Pemeriksaan kinerja atas Pengendalian Pencemaran Air Sungai Ciliwung dan Pengelolaan Pengawasan Badan Nasional Penempatan dan Perlindungan Tenaga Kerja Indonesia (BNP2TKI) pada Semester I 2009 dan empat pelayanan kesehatan pada RSUD pada Semester II 2008 menunjukkan (1) Pengendalian atas pencemaran air Sungai Ciliwung kurang efektif; (2) BNP2TKI belum memiliki standar dan pedoman pengawasan, termasuk kurang optimalnya koordinasi pengawasan dengan Depnakertrans serta (3) kinerja pelayanan kesehatan pada RSUD masih perlu ditingkatkan.
Pemeriksaan Dengan Tujuan Tertentu/PDTT meliputi 103 objek terdiri dari 46 objek pemerintah pusat, 36 objek pemerintah provinsi/kabupaten/kota, 16 BUMN, dan 5 BUMD. Temuan signifikan PDTT antara lain: (1) di Kejaksaan Agung, uang pengganti senilai Rp5 triliun dan USD293 juta, serta denda Rp30 miliar di Kejaksaan Tinggi DKI Jakarta belum berhasil ditagih; (2) di Departemen Kehutanan, terdapat kelebihan pembayaran biaya jasa pemeliharaan Sistem Komunikasi Radio Terpadu Tahun 2007 dan 2008 senilai hampir Rp17 miliar.

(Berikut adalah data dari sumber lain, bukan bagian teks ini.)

PR #829, opened 2026-01-21
Add fwupd support / LVFS script

filipleple:
Integrate the functionality of capsule_cabinet.sh into capsule.sh. Cabinets can now be created using `./capsule.sh create_cabinet capsule.cap`. Prior functionality and calls of capsule.sh remain unaffected.

Upstream-Status: Inappropriate [Dasharo downstream]

issue: https://github.com/Dasharo/dasharo-issues/issues/1432
_ref: DSH-1123_

PR #848, opened 2026-02-18
Fwupd lvfs script

filipleple:
Continuing from: https://github.com/Dasharo/coreboot/pull/829

issue: https://github.com/Dasharo/dasharo-issues/issues/1432
_ref: DSH-1123_


capsule.sh
```diff
@@ -294,6 +316,94 @@ EOF
...
+
+    local date vendor version
+    date=$(stat -c %w "$capsule" 2>/dev/null | cut -d ' ' -f 1)
+    if [ -z "$date" ] || [ "$date" = "-" ]; then
+        date=$(stat -c %y "$capsule" 2>/dev/null | cut -d ' ' -f 1)
+    fi
+
+    local id=com.${vendor}.${CONFIG_MAINBOARD_SMBIOS_PRODUCT_NAME}.${CONFIG_MAINBOARD_VERSION}.system.firmware
+    id=${id// /_}
+    id=${id////_}
```
SergiiDmytruk: This needs to be moved down to run after `$vendor` is set.

SergiiDmytruk (changes requested):
One block should be moved and probably need to switch target branch.

capsule.sh
filipleple: Righto, [moved](https://github.com/Dasharo/coreboot/pull/848/changes/b36e25a8d506d383002dbd357b4647c9c7f38486) and rebased onto `capsule-v2`

SergiiDmytruk (approved):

Hasil pemantauan pelaksanaan tindak lanjut atas hasil pemeriksaan BPK RI sampai dengan akhir semester I TA 2009, terdapat lebih dari 62 ribu temuan dengan lebih dari 112 ribu rekomendasi. Dari jumlah itu, sekitar 49 ribu rekomendasi telah ditindaklanjuti, hampir 22 ribu rekomendasi dalam proses tindak lanjut, dan sekitar 41 ribu rekomendasi belum ditindaklanjuti. BPK berharap dengan dibentuknya Badan Akuntabilitas Keuangan Negara (BAKN) di DPR, penyelesaian tindak lanjut dapat lebih ditingkatkan untuk mendorong percepatan terwujudnya transparansi dan akuntabilitas keuangan negara.

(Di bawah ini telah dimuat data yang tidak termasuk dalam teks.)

PR #851, opened 2026-02-20
Redundancy: Switch to Slot B upon successful update

### LINKED ISSUE #1756: Redundancy: Ensure that after a capsule update, the new firmware is booted
### The problem you're addressing (if any)

Currently, automation _is being/has been_ added in coreboot to force booting from the update partition/Slot B. It's hooked at the point where coreboot probes whether a capsule is present: https://github.com/Dasharo/coreboot/pull/835.

This is OK for a start, but not ideal since EDK can reject capsule processing for various reasons. The next, more robust iteration would be implementing the mechanism in EDK2.

### Describe the solution you'd like

Looking at nvramtool, setting the flag from EDK would take finding `cmos.layout` in CBFS and parsing it to find where the flag and checksum are in CMOS, then updating both, which doesn't seem that complicated.

### Where is the value to a user, and who might that user be?

The value would be that the flag isn't unnecessarily flipped in the scenario where the capsule is later rejected by EDK2, and firmware isn't updated.

### Describe alternatives you've considered

_No response_

### Additional context

_No response_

Sedangkan kerugian negara pada semester I Tahun 2009 adalah Rp4,5 triliun, USD46,9 juta, dan sejumlah valuta asing lainnya dengan tingkat penyelesaian sebesar hampir 40% senilai Rp1,14 triliun dan USD40,7 juta. Dalam IHPS I Tahun 2009, juga disebutkan bahwa sampai dengan semester I Tahun 2009, hasil pemeriksaan BPK berindikasi unsur pidana yang disampaikan kepada instansi berwenang berjumlah 223 kasus senilai Rp30,5 triliun dan USD470 juta. Untuk semester I Tahun 2009, hasil pemeriksaan BPK yang berindikasi pidana dan diserahkan kepada penegak hukum adalah 19 kasus senilai Rp340 miliar dan USD94,6 ribu.

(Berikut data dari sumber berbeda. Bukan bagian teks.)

PR #852, opened 2026-02-24
NovaCustom ADL-P: TPM init and Cbnt fixes after FSP change

filipleple:
After switching to IoT FSP, TPM 2.0 would no longer initialize. To fix this, GPIO configuration had to be moved earlier, before ramstage enumeration, mimicking Protectli VP66XX.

Perkembangan Hasil Pemeriksaan selama 5 Tahun
Sejak paket tiga UU Keuangan Negara Tahun 2003-2004 diterbitkan, implementasinya berlangsung sangat lamban dan hampir tidak ada satu pun jadwal waktu masa transisi yang disebut dalam undang-undang dapat terpenuhi karena belum ada upaya terpadu dari pemerintah untuk mengimplementasikannya. Selain itu, terdapat permasalahan penting lain yaitu (1) sistem perbendaharaan negara belum sepenuhnya terkonsolidasi dalam suatu treasury single account, (2) sistem akuntansi umum belum selaras dengan sistem akuntansi instansi, dan administrasi aset dan hutang belum tertata baik, (3) peranan anggaran budgeter masih tetap besar, (4) berbagai undang-undang dan peraturan pemerintah di bidang keuangan negara masih bertentangan satu sama lain dan belum selaras dengan semangat paket tiga UU Keuangan Negara, (4) belum terwujudnya anggaran berbasis akrual, (5) teknologi informasi belum terpadu; (6) rendahnya kualitas SDM, dan (7) sistem pengendalian intern belum berfungsi.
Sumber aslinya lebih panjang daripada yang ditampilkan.